EXERCISE PROMPT
Retype every record below exactly as it appears.

[Items listed in a dataset]
++++++++
PR #347, opened 2021-03-14
Handle non-utf8 status and headers

### LINKED ISSUE #341: stream did not contain valid UTF-8 on fastcompany URL
In https://github.com/algesten/ureq/issues/320#issuecomment-795423427, @kl reports:
> I'm running in to this as well with this: https://www.fastcompany.com/90601037/american-surviellance-state-facial-recognition-hypocrisy

> I have the following:
>
```
let agent = AgentBuilder::new().timeout(Duration::from_secs(20)).build();
let resp = agent.get(link).call().context("failed to get article")?;
let doc = Document::from_read(resp.into_reader())?;
```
++++++++
YOUR RESPONSE
PR #347, opened 2021-03-14
Handle non-utf8 status and headers

### LINKED ISSUE #341: stream did not contain valid UTF-8 on fastcompany URL
In https://github.com/algesten/ureq/issues/320#issuecomment-795423427, @kl reports:
> I'm running in to this as well with this: https://www.fastcompany.com/90601037/american-surviellance-state-facial-recognition-hypocrisy

> I have the following:
>
```
let agent = AgentBuilder::new().timeout(Duration::from_secs(20)).build();
let resp = agent.get(link).call().context("failed to get article")?;
let doc = Document::from_read(resp.into_reader())?;
```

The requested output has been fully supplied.